Jeder Tod muß mit dem Leben aus einem Stück sein. Das Sterben macht uns nicht zu andern Menschen. Ich erkläre mir den Tod eines Menschen beständig aus seinem Leben.
Verdrießlichkeit und Schwäche erzeugen in uns eine schleimige Tugend.
Ich will nicht halb sein, ich will ganz sein.
Ich drehe lieber eine feine Sentenz irgendwo ab, um sie mir irgendwo anzunähen, als daß ich meinen eigenen Gedanken aufdrehe, um sie einzudrillen.
Man soll die Lebensarbeit so lange fortsetzen, wie man kann.
Die Philosophie ist, und zwar auch bei gescheiten Leuten, nur ein leeres Wort, das keine Beziehung zur Wirklichkeit hat.
Jeder weiß aus Erfahrung, daß die fortgesetzte Gemeinschaft nicht dieselbe Freude bieten kann, als wenn man sich immer einmal entbehrt und dann wieder hat.
Es gibt noch eine andere Art von Ruhmsucht. Sie besteht darin, dass wir unseren Wert und unsere Verdienste überschätzen.
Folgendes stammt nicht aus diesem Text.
PR #5232, opened 2026-08-03
feat(mattermost): separate group policy for threads and expose in WebUI

goodtiding5:
This PR is a follow-up to [#4459](https://github.com/HKUDS/nanobot/pull/4459) which added Mattermost channel support. It adds the `groupPolicyInThread` config field so users can set different mention requirements for threads vs. main channels, and exposes it in the WebUI.

### Changes

- **`nanobot/channels/mattermost/runtime.py`** — added `group_policy_in_thread` config option (defaults to `"open"`) and updated `_should_respond_in_channel` to select the appropriate policy based on whether a message is in a thread
- **`nanobot/channels/mattermost/tests/test_mattermost_channel.py`** — added 4 tests covering all three policies (`open`, `mention`, `allowlist`) for threads
- **`nanobot/channels/mattermost/webui/index.ts`** — added `groupPolicyInThread` to the WebUI config (visible)
- **`nanobot/channels/mattermost/webui/locales/*.json`** — i18n strings for all 10 locales

### Why this matters

Thread replies are contextually anchored to the bot's message, so requiring an @bot mention in threads is often unnecessary friction. This feature lets users keep strict channel behavior (`"mention"`) while allowing relaxed thread behavior (`"open"`), or configure both independently.

### Testing

- All existing Mattermost tests pass
- 4 new unit tests cover the thread policy logic

### DIFF
--- a/nanobot/agent/tools/web.py
+++ b/nanobot/agent/tools/web.py
@@ -55,16 +55,26 @@ SEARCH_PROVIDER_OPTIONS: tuple[dict[str, str], ...] = (
     {"name": "bocha", "label": "Bocha", "credential": "api_key"},
     {"name": "volcengine", "label": "Volcengine Search", "credential": "api_key"},
     {"name": "keenable", "label": "Keenable", "credential": "optional_api_key"},
+    {"name": "mst", "label": "Meta-Search Tool (mst)", "credential": "none"},
 )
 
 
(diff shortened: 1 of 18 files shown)


goodtiding5:
The branch is polluted.  WE will submit again.

PR #5233, opened 2026-08-03
feat(mattermost): separate group policy for threads and expose in WebUI

goodtiding5:
This PR is a follow-up to [#4459](https://github.com/HKUDS/nanobot/pull/4459), which added Mattermost channel support. It adds the `groupPolicyInThread` config field so users can set different mention requirements for threads and main channels, and exposes it in the WebUI.

### Changes

- **`nanobot/channels/mattermost/runtime.py`** — adds `groupPolicyInThread` and selects the thread policy from a posted event's `root_id`
- **Backward-compatible default** — when `groupPolicyInThread` is omitted, it inherits `groupPolicy`; users can explicitly choose `open`, `mention`, or `allowlist`
- **`nanobot/channels/mattermost/manifest.py`** — exposes the field through the backend setup contract so the WebUI can render and save it
- **`nanobot/channels/mattermost/tests/test_mattermost_channel.py`** — covers inheritance, all three policies, the setup contract, and real posted-event routing
- **`nanobot/channels/mattermost/webui/*`** — adds the visible setup field and localized copy for all supported locales
- **`docs/guides/mattermost-ai-agent.md`** — documents the new setting, compatibility behavior, and the outer channel allowlist boundary

### Why this matters

Thread replies are contextually anchored, so requiring another @mention can be unnecessary friction. Users can keep strict main-channel behavior while explicitly allowing relaxed thread follow-ups.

Auch wenn wir auf noch so hohen Stelzen daherkommen, stehen wir doch mit unseren Füßen darauf. Auch wenn wir den höchsten Thron der Welt einnehmen, sitzen wir doch auf unserem Gesäß.
Ruhmseligkeit besteht darin, von sich selbst zu viel und von anderen zu wenig zu halten.